[Exercise instructions]
Write out every line below with no difference at all.

[Dataset entries]
PR #23805, opened 2022-02-17
Close #23804: Use version instead of date for telemetry/metrics expiration

### LINKED ISSUE #23804: Use version instead of date for telemetry/metrics expiration
We currently use a fixed date for telemetry expiration which has numerous downsides:

    Pings can expire anytime within a release cycle. We had this happen for search telemetry which dropped off a few days after a dot release. This prompted the change to set business critical metrics to never expire.

    It's technically impossible to achieve reproducible builds using expiration by date. There's always a point in time at which a release/tag can no longer be checked out and shipped. Telemetry tests would fail, or telemetry would simply not be sent in case there's no test coverage. And urgent dot release for a security or stability issue would then require going through completely unrelated telemetry renewal before it can be shipped.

[Solution for this problem]
PR #23805, opened 2022-02-17
Close #23804: Use version instead of date for telemetry/metrics expiration

### LINKED ISSUE #23804: Use version instead of date for telemetry/metrics expiration
We currently use a fixed date for telemetry expiration which has numerous downsides:

    Pings can expire anytime within a release cycle. We had this happen for search telemetry which dropped off a few days after a dot release. This prompted the change to set business critical metrics to never expire.

    It's technically impossible to achieve reproducible builds using expiration by date. There's always a point in time at which a release/tag can no longer be checked out and shipped. Telemetry tests would fail, or telemetry would simply not be sent in case there's no test coverage. And urgent dot release for a security or stability issue would then require going through completely unrelated telemetry renewal before it can be shipped.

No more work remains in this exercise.